AVAILABLE DATA START

PR #160, opened 2017-07-20
Fixes #73 : allow Message to not has "To" header

### LINKED ISSUE #73: Emails don't need to have a To: header
It's a good idea to add some recipients to an email, but these don't have to be in the To: header. Instead they could be in the "Cc:" or "Bcc:" header lines.

Because of this I think that these checks in Transport/Sendmail.php are not correct:

`if (!$headers->has('to')) {`
`throw new Exception\RuntimeException('Invalid email; contains no "To" header');`
`}`
`$to   = $headers->get('to');`
`$list = $to->getAddressList();`
`if (0 == count($list)) {`
`throw new Exception\RuntimeException('Invalid "To" header; contains no addresses');`
`}`

According to RFC 5322 (http://tools.ietf.org/html/rfc5322) the only absolute necessary (as in MUST) headers are From: and Date:

> The only required header fields are the origination date field and the originator address field(s).  All other header fields are syntactically optional.

Of course there's usually no  email that does not have a recipient, but the check should look for them in To:, Cc: and Bcc:.

samsonasik:
Fixes #73

Check at least one of "To", "Cc", and "Bcc"

### DIFF
--- a/src/Transport/Sendmail.php
+++ b/src/Transport/Sendmail.php
@@ -148,7 +148,8 @@ class Sendmail implements TransportInterface
     {
         $headers = $message->getHeaders();
 
-        if (! ($hasTo = $headers->has('to')) && ! $headers->has('cc') && ! $headers->has('bcc')) {
+        $hasTo = $headers->has('to');
+        if (! $hasTo && ! $headers->has('cc') && ! $headers->has('bcc')) {
             throw new Exception\RuntimeException(
                 'Invalid email; contains no at least one of "To", "Cc", and "Bcc" header'
             );
--- a/src/Transport/Sendmail.php
+++ b/src/Transport/Sendmail.php
@@ -148,8 +148,14 @@ class Sendmail implements TransportInterface
     {
         $headers = $message->getHeaders();
 
-        if (! $headers->has('to')) {
-            throw new Exception\RuntimeException('Invalid email; contains no "To" header');
+        if (! ($hasTo = $headers->has('to')) && ! $headers->has('cc') && ! $headers->has('bcc')) {
+            throw new Exception\RuntimeException(
+                'Invalid email; contains no at least one of "To", "Cc", and "Bcc" header'
+            );
+        }
+
+        if (! $hasTo) {
+            return '';
         }
 
         $to   = $headers->get('to');
--- a/test/Transport/SendmailTest.php
+++ b/test/Transport/SendmailTest.php
@@ -246,15 +246,14 @@ class SendmailTest extends TestCase
         $this->transport->send($message);
     }
 
-    public function testDonotAllowMessageDoesnotHasToAndCcAndBccHeader()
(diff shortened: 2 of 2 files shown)


glensc:
LGTM

oodgaard:
+1

test/Transport/SendmailTest.php
```diff
@@ -223,4 +223,38 @@ public function testTrimmedParameters()
...
+        $message = new Message();
+        $message->addBcc('zf-crteam@lists.zend.com', 'CR-Team, ZF Project')
+                ->setSender('ralph.schindler@zend.com', 'Ralph Schindler')
+                ->setSubject('Testing Zend\Mail\Transport\Sendmail')
+                ->setBody('This is only a test.');
+
+        $this->transport->send($message);
+    }
+
+    public function testDonotAllowMessageDoesnotHasToAndCcAndBccHeader()
```
webimpress: Please fix test method name, I think it should be:
`testDoNotAllowMessageWithoutToAndCcAndBccHeaders`

test/Transport/SendmailTest.php
```diff
@@ -223,4 +223,38 @@ public function testTrimmedParameters()
...
+    {
+        $this->expectException('Zend\Mail\Exception\RuntimeException');
```
webimpress: Please move this before line which should thrown an exception. Like that it's confusing, and the exception could be thrown anywhere below. Can we also use `::class` notation, please?

src/Transport/Sendmail.php
```diff
@@ -148,8 +148,14 @@ protected function prepareRecipients(Mail\Message $message)
     {
         $headers = $message->getHeaders();
 
-        if (! $headers->has('to')) {
-            throw new Exception\RuntimeException('Invalid email; contains no "To" header');
+        if (! ($hasTo = $headers->has('to')) && ! $headers->has('cc') && ! $headers->has('bcc')) {
```
webimpress: I got a bit confused with this assignment in `if` statement, in general I like them, but only when we have single condition, here it's more tricky so I would suggest to move assignment before the `if` statement and then use the variable in the statement with other checks:
```php
$hasTo = $headers->has('to');
if (! $hasTo && ! $headers->has('cc') && ! $headers->has('bcc')) {
```

test/Transport/SendmailTest.php
samsonasik: done

test/Transport/SendmailTest.php
samsonasik: done

src/Transport/Sendmail.php
samsonasik: done

Ocramius:
Manually merged via zendframework/zend-mail@8ca640a946bcc9482af3338482a2f640919a1704, thanks!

AVAILABLE DATA END

_PROMPT_
The entries above are to be copied word for word.

_ANSWER TO THIS PROBLEM_
PR #160, opened 2017-07-20
Fixes #73 : allow Message to not has "To" header

### LINKED ISSUE #73: Emails don't need to have a To: header
It's a good idea to add some recipients to an email, but these don't have to be in the To: header. Instead they could be in the "Cc:" or "Bcc:" header lines.

Because of this I think that these checks in Transport/Sendmail.php are not correct:

`if (!$headers->has('to')) {`
`throw new Exception\RuntimeException('Invalid email; contains no "To" header');`
`}`
`$to   = $headers->get('to');`
`$list = $to->getAddressList();`
`if (0 == count($list)) {`
`throw new Exception\RuntimeException('Invalid "To" header; contains no addresses');`
`}`

According to RFC 5322 (http://tools.ietf.org/html/rfc5322) the only absolute necessary (as in MUST) headers are From: and Date:

> The only required header fields are the origination date field and the originator address field(s).  All other header fields are syntactically optional.

Of course there's usually no  email that does not have a recipient, but the check should look for them in To:, Cc: and Bcc:.

samsonasik:
Fixes #73

Check at least one of "To", "Cc", and "Bcc"

### DIFF
--- a/src/Transport/Sendmail.php
+++ b/src/Transport/Sendmail.php
@@ -148,7 +148,8 @@ class Sendmail implements TransportInterface
     {
         $headers = $message->getHeaders();
 
-        if (! ($hasTo = $headers->has('to')) && ! $headers->has('cc') && ! $headers->has('bcc')) {
+        $hasTo = $headers->has('to');
+        if (! $hasTo && ! $headers->has('cc') && ! $headers->has('bcc')) {
             throw new Exception\RuntimeException(
                 'Invalid email; contains no at least one of "To", "Cc", and "Bcc" header'
             );
--- a/src/Transport/Sendmail.php
+++ b/src/Transport/Sendmail.php
@@ -148,8 +148,14 @@ class Sendmail implements TransportInterface
     {
         $headers = $message->getHeaders();
 
-        if (! $headers->has('to')) {
-            throw new Exception\RuntimeException('Invalid email; contains no "To" header');
+        if (! ($hasTo = $headers->has('to')) && ! $headers->has('cc') && ! $headers->has('bcc')) {
+            throw new Exception\RuntimeException(
+                'Invalid email; contains no at least one of "To", "Cc", and "Bcc" header'
+            );
+        }
+
+        if (! $hasTo) {
+            return '';
         }
 
         $to   = $headers->get('to');
--- a/test/Transport/SendmailTest.php
+++ b/test/Transport/SendmailTest.php
@@ -246,15 +246,14 @@ class SendmailTest extends TestCase
         $this->transport->send($message);
     }
 
-    public function testDonotAllowMessageDoesnotHasToAndCcAndBccHeader()
(diff shortened: 2 of 2 files shown)


glensc:
LGTM

oodgaard:
+1

test/Transport/SendmailTest.php
```diff
@@ -223,4 +223,38 @@ public function testTrimmedParameters()
...
+        $message = new Message();
+        $message->addBcc('zf-crteam@lists.zend.com', 'CR-Team, ZF Project')
+                ->setSender('ralph.schindler@zend.com', 'Ralph Schindler')
+                ->setSubject('Testing Zend\Mail\Transport\Sendmail')
+                ->setBody('This is only a test.');
+
+        $this->transport->send($message);
+    }
+
+    public function testDonotAllowMessageDoesnotHasToAndCcAndBccHeader()
```
webimpress: Please fix test method name, I think it should be:
`testDoNotAllowMessageWithoutToAndCcAndBccHeaders`

test/Transport/SendmailTest.php
```diff
@@ -223,4 +223,38 @@ public function testTrimmedParameters()
...
+    {
+        $this->expectException('Zend\Mail\Exception\RuntimeException');
```
webimpress: Please move this before line which should thrown an exception. Like that it's confusing, and the exception could be thrown anywhere below. Can we also use `::class` notation, please?

src/Transport/Sendmail.php
```diff
@@ -148,8 +148,14 @@ protected function prepareRecipients(Mail\Message $message)
     {
         $headers = $message->getHeaders();
 
-        if (! $headers->has('to')) {
-            throw new Exception\RuntimeException('Invalid email; contains no "To" header');
+        if (! ($hasTo = $headers->has('to')) && ! $headers->has('cc') && ! $headers->has('bcc')) {
```
webimpress: I got a bit confused with this assignment in `if` statement, in general I like them, but only when we have single condition, here it's more tricky so I would suggest to move assignment before the `if` statement and then use the variable in the statement with other checks:
```php
$hasTo = $headers->has('to');
if (! $hasTo && ! $headers->has('cc') && ! $headers->has('bcc')) {
```

test/Transport/SendmailTest.php
samsonasik: done

test/Transport/SendmailTest.php
samsonasik: done

src/Transport/Sendmail.php
samsonasik: done

Ocramius:
Manually merged via zendframework/zend-mail@8ca640a946bcc9482af3338482a2f640919a1704, thanks!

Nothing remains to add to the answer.